Getting the message beyond a small sector of society is vital, and that is why Powerdown is so unique and vital. Targeting cities is one way to reach the greater public while changing city programs from the inside out. The infrastructure of society needs to be rearranged with energy vulnerability in mind. Flannery tells me that the people who work for the city are at varying stages of receptiveness. When the Powerdown folks meet with city leaders they are faced with an educational task before they can begin to extract the information they need in order to give back useful advice in return. Educating will remain one of the foremost responsibilities to initiate change. Yet decreasing energy use is not a hard pill to swallow; cities are always interested in cutting costs, and though some energy plans, such as solar, require an initial output, long-term plans are cost- as well as energy-saving.

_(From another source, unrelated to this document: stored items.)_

PR #337, opened 2015-06-03
'Organizer' field of Event is optional.

### LINKED ISSUE #330: Some workshops at the database are missing the Organizer field

gvwilson:
The `Event` model allows the `organizer` field to be NULL, but the form wasn't allowing it to be empty.  This PR fixes that by allowing `organizer` to be left empty in the event creation form.

This fixes #330.

### DIFF
--- a/workshops/forms.py
+++ b/workshops/forms.py
@@ -133,7 +133,7 @@ class EventForm(forms.ModelForm):
     organizer = selectable.AutoCompleteSelectField(
         lookup_class=lookups.SiteLookup,
         label='Organizer',
-        required=True,
+        required=False,
         help_text=AUTOCOMPLETE_HELP_TEXT,
         widget=selectable.AutoComboboxSelectWidget,
     )


wking:
On Wed, Jun 03, 2015 at 12:31:42PM -0700, Greg Wilson wrote:
> The `Event` model allows the `organizer` field to be NULL, but the
> form wasn't allowing it to be empty.  This PR fixes that by allowing
> `organizer` to be left empty in the event creation form.

From [1]:

> …in the case of self-organized workshops, we can guess that the
> organizer is the same as the host institution, but it isn't always,
> and it doesn't really matter.

I'm on the fence here.  Possible organizer situations (I think
“organizers” are “coordinators” in our membership docs [2]):

a. SCF admins organize an event.  We usually charge an admin fee for
   these, although we might wave the fee for special cases.  I see no
   reason to not record these (maybe with an SCF Site/Host?).

b. Member organizations organize an event.  This is part of their
   contract (“Coordinates at least … workshops annually” [2]), so we
   definitely want to record this.

c. Someone else organizes the event.  We don't have a need to track
   these, although it would be nice to be able to query the
   information for organizing further events in a given area.

So I think this PR is about allowing us to skip the organizer field
for (c), and maybe (a).  But we *must* track organizer information for
(b).  It doesn't seem to difficult to specify this information at
event-creation time, and it's hard to go back and add it to old events
after the fact, so I'm personally in favor of requiring the field (so
it's neither null nor empty).  So the admin cost of managing this
field is a price I think is worth paying to get the database to ensure
we don't miss a (b) case.

For migrating to a non-null field, we could explicitly create a dummy
“Unknown organizer” site/host for migrating existing workshops.  Then
we'd disallow that organizer for future event saves (i.e. if you want
to touch an event, you need to figure out who organized it).

[1]: https://github.com/swcarpentry/amy/issues/330#issuecomment-108588037
[2]: https://github.com/swcarpentry/board/blob/fe53ef85313ae5cdbaeb03d9c38fbf195f8effa5/membership.md

pbanaszkiewicz:
@gvwilson are you for "self-organized"/"Unknown organizer" option in `event.organizer` (+ `null=False`) or are you for leaving the field both `null` and `blank`?

Personally, I'm for option °1.

gvwilson:
The admins who are using Amy daily find it annoying to have to specify an organizer when, in a growing number of cases, the workshop is self-organized (i.e., we don't care who the organizer was).  If you can put a "self-organized" button beside the "organizer" pulldown, such that clicking the button automatically sets the pulldown to the same value as the "site" field, that would help - can that easily be implemented, and then we can see how the workflow improves?

pbanaszkiewicz:
> can that easily be implemented, and then we can see how the workflow improves?

Unfortunately it's way harder (but not impossible) than just letting the organizer field be blank.

pbanaszkiewicz:
I think I'm going to merge this, and set a meaning to `Event.organizer` to something like:

> An event organizing institution, if we care about it.

PR #340, opened 2015-06-05
Make the 'email' field in display of a single person a mailto:

gvwilson:


pbanaszkiewicz:
Well, there was `{{ person.email | urlize }}` there before, which should turn email into `<a href="mailto:{{person.email}}">{{ person.email }}</a>`.

Was it not producing proper `<a href="mailto:…">`?

I think I had similar issue with person.url, and I solved it with this code: `{{ person.url|default:""|urlize|default:"—" }}` instead of using if-else.

gvwilson:
Nope, wasn't a mailto, but is now.

On 2015-06-05 11:54 AM, Piotr Banaszkiewicz wrote:
>
> Well, there was |{{ person.email | urlize }}| there before, which 
> should turn email into |<a href="mailto:{{person.email}}">{{ 
> person.email }}</a>|.
>
> Was it not producing proper |<a href="mailto:…">|?
>
> I think I had similar issue with person.url, and I solved it with this 
> code: |{{ person.url|default:""|urlize|default:"—" }}| instead of 
> using if-else.
>
> —
> <https://github.com/swcarpentry/amy/pull/340#issuecomment-109339543>.
>

-- 

pbanaszkiewicz:
Okay, so I checked and for people without email addresses it was simply "None", but should be "—".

“There are so many factors that we are not even aware of,” Robinson cautions. “Nobody really knows an easy systematic way to figure out all the effects of rising energy prices.” Consider, for instance, the precise costs and energy required for a specific piece of machinery. Where does it come from, how is it repaired, where do its parts come from, what else does it need to continue working∧ can it and its parts continue to be manufactured and at what cost?

Contemplating a post-carbon world is overwhelming. Of the 15 who began the project, 11 dropped out. I asked the four remaining what kept them motivated. “Sometimes I spread myself too thin to be really part of something,” says Mamakos, “but it feels amazing to be part of a solution with this.”

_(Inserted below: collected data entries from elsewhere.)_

PR #2552, opened 2023-10-23
Remove member affiliation question; remove code question from SO and WI forms

elichad:
This comes from a discussion with the workshop admin team, as mentioned in https://github.com/carpentries/amy/issues/2380#issuecomment-1768639578 .

PR #2553, opened 2023-10-23
Add further checks for invalid code to workshop request forms

### LINKED ISSUE #2393: Update workshop request form: Warning to admin that workshop may not be allowed
We have a separate issue to validate member codes in the workshop request form  (#2380).

Once this feature is implemented, we should be able to add in another level of validation for the admin who may be accepting the workshop request.  If the workshop requested exceeds the workshops allowed (online or inperson), the admin should get a warning before being able to accept that workshop request and create a new event.

### LINKED ISSUE #2533: [Member codes] Add further checks for invalid code to all workshop request forms
Consider different reasons for the invalid code:
    Wrong code entirely
    Outside of membership dates
    Number of seats already used
    Number of workshops already used 

Error text guidance included in https://app.asana.com/0/0/1204384657108800 and https://app.asana.com/0/0/1204122479379163

elichad:
Depends on #2552 . Closes #2533. Updated 08 Nov.

This PR:
- checks that membership is active at time of form submission
- ~checks that membership has workshops remaining~
- adds info about related membership to WR details page (edit: this fixes #2393!)


elichad:
@sheraaronhurt @Talishask I want to check this with you: 

What is your usual workflow when a member has no workshops remaining but wants to request another workshop? How do you update AMY to represent this? Do you treat it as a paid COW separate from the membership?
I'm trying to understand if any nuance is necessary when validating the code and discovering there are no workshops left, or if it's okay to just block submission in that case.

sheraaronhurt:
@elichad thanks for checking. While this is a rare occurrence, yes they will contact us and we give them additional workshops at a discounted rate. In AMY it would be tracked by the discounted workshops section. @Talishask feel free to chime in :)

elichad:
So as I understand it, we agree on extra workshops with the member, but there's nothing in AMY that indicates 'this member is allowed X more workshops than the original contract (and should be allowed to submit X further requests).' We just remember that they have extras when we're processing the requests that come through with their code. Looking at the code, the 'discounted workshops' field is actually just counting all the Events connected with the membership, and subtracting the original allowance.

If that's how things work, then those members won't actually be able to submit requests if they've used their original allowance, because the form will see '0 workshops remaining' in AMY and block the submission.

To solve that, I think we need to add an 'additional workshops' number field to the membership, in the same manner as the 'additional instructor training seats' that we have at the moment. That way, when a member buys an additional 2 workshops, we can edit their membership to record that, and then they will be able to submit 2 more workshop requests after that.

Does that make sense?

Talishask:
Great questions.

**Member Workshops**
When members need additional workshops they typically submit a workshop request form before contacting us and then we discuss this with them. My current process is to update the number of allowed workshops once the member is invoiced. In most cases Danielle is already working with them.  The downside of updating the allowed workshops field is that we lose data on added workshops, so this is not optimal. We used to have a 'Members included in membership" and an 'Additional workshops' field but we lost the second field with some updates last year. I agree and would be excited to get that field back.

Given that members typically submit requests before they are invoiced for additional workshops, I would recommend we have a warning internally but do not block any submissions due to '0 workshops remaining.

**Discounted Workshops Field**
The current discounted workshops field assumes that any COWs above the allowed workshops are discounted. That is not correct. Typically these are workshops that are either above the limit or not yet paid. It would be more helpful for workshop allowances to be structured just the same as IT seats with "allowed", "used", "remaining".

And luckily there is much activity in Northern California surrounding peak oil preparation. Sonoma has become the first county in the nation to have all of its municipalities pledge to reduce greenhouse gases, which Robinson notes is pretty much one and the same with reducing dependency on fossil fuels. Just this past month, for perhaps the first time in history, Sonoma, Marin, Mendocino, and Napa county officials gathered to learn about energy vulnerability at a summit arranged exclusively for them. The interest in signing on to the next Powerdown template was high. The next summit, in September, will be open to the general public in addition to city officials.

Says Greene, “It is our role and responsibility to help our government out, and that role and responsibility is to be vocal and take action.” The adoption of an energy vulnerability plan by a city will pave the way for other cities and lead to some noise in our federal government about these issues. Heinberg intends to continue offering the project to students, using a different city each time, so that finally every city in the greater Bay Area may have a template for change.

The Powerdown Project (www.powerdownproject.org) will release its first general template, called Citizen’s Toolbox, in mid-August. Residents can use the template to bring energy vulnerability to the top of crowded city council agendas, instigate Peak Oil resolutions, or create ad-hoc advisory committees such as the one in Sebastopol. Through consultations with officials and community leaders, the students are also completing a Municipal Template, available in mid-September, to identify energy vulnerabilities and provide short- and long-term solutions. The project will provide interns to Bay Area communities in January 2007.

As the ideas proposed in the discussion group float around my mind, I stare at the highway unfolding in front of me, surrounded by other single drivers, oblivious or oppressed by our energy future. I vow to return to biking as my city transportation and to water my garden, where I’m trying to coax some food from the earth.